The Electronic Journal of Combinatorics
- Discipline: Discrete mathematics
- Language: English

Publication details
- Open access: Free to authors and readers

Standard abbreviations
- ISO 4: Electron. J. Comb.
- MathSciNet: Electron. J. Combin.

Indexing
- ISSN: 1077-8926
- OCLC no.: 38032205

Links
- E-JC homepage;

= Electronic Journal of Combinatorics =

The Electronic Journal of Combinatorics is a peer-reviewed open access scientific journal covering research in combinatorial mathematics.
The journal was established in 1994 by Herbert Wilf (University of Pennsylvania) and Neil Calkin (Georgia Institute of Technology). The Electronic Journal of Combinatorics is a founding member of the Free Journal Network. According to the Journal Citation Reports, the journal had a 2017 impact factor of 0.762.

==Editors-in-chief==
===Current===
The current editors-in-chief at Electronic Journal of Combinatorics are:

- Maria Axenovich, Karlsruhe Institute of Technology, Germany
- Anton Bernshteyn, University of California, Los Angeles, United States
- Thomas Bloom, University of Manchester, United Kingdom
- Miklós Bóna, University of Florida, United States

- Daniel Cranston, College of William & Mary, United States
- Michael Drmota, Vienna University of Technology, Austria
- Zdeněk Dvořák, Charles University, Czech Republic
- Jesús A. De Loera, University of California, Davis, United States
- Nikolaos Fountoulakis, University of Birmingham, United Kingdom
- Eric Fusy, CNRS/LIX, École Polytechnique, France
- Felix Joos, Universität Heidelberg, Germany
- Martina Juhnke, University of Osnabrück, Germany
- Brendan McKay, Australian National University, Australia
- Iain Moffat, Royal Holloway, University of London, United Kingdom
- Sang-il Oum, Institute for Basic Science, South Korea
- Greta Panova, University of Southern California, United States
- Alexey Pokrovskiy, University College London, United Kingdom
- Gordon Royle, University of Western Australia, Australia
- Bruce Sagan, Michigan State University, United States
- Paco Santos, University of Cantabria, Spain
- Maya Stein, University of Chile, Chile
- Sophie Spirkl, University of Waterloo, Canada
- Maya Stein, Universidad de Chile, Chile
- Christian Stump, Ruhr University Bochum, Germany
- István Tomon, Umeå University, Sweden
- Edwin van Dam, Tilburg University, Netherlands
- Ian Wanless, Monash University, Australia
- David Wood, Monash University, Australia
- Qing Xiang, Southern University of Science and Technology, China

Since 2013, one of the editors-in-chief has been designated the Chief Editorial Officer.
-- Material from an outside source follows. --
PR #1350, opened 2022-09-15
Change negative interest rate tests

### LINKED ISSUE #1347: [SavingAccounts]: Suggestion: change negative interest rate tests to return positive value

The present officer is Ian Wanless.

=== Past ===
The following people have been editors-in-chief of the Electronic Journal of Combinatorics:

- Herbert Wilf (1994–2001)

- Fan Chung Graham (2000–2002)

- Peter Cameron (2001–2003)
- Carsten Thomassen (2002–2013)
- Richard Ehrenborg (2003–2004)
- Chris Godsil (2004–2008)
- Catherine Greenhill

- E. Rodney Canfield (2006–2021)

- Willem Haemers (2008–2013)

- Catherine Yan (2010–2013)
- Bojan Mohar
- Marc Noy
- József Solymosi (2013–2015)

- David Conlon (2015–2020)
- Svante Linusson (2015–2020)
- Michael Krivelevich

== Dynamic surveys ==
In addition to publishing normal articles, the journal also contains a class of articles called Dynamic Surveys that are not assigned to volumes and can be repeatedly updated by the authors.

== Open access ==
Since its inception, the journal has operated under the diamond-model open access model, charging no fees to either authors or readers. It is a founding member of the Free Journal Network.

== Copyright ==
Since its inception, the journal has left copyright of all published material with its authors. Instead, authors provide the journal with an irrevocable licence to publish and agree that any further publication of the material acknowledges the journal. Since 2018, authors have been strongly encouraged to release their articles under a Creative Commons license.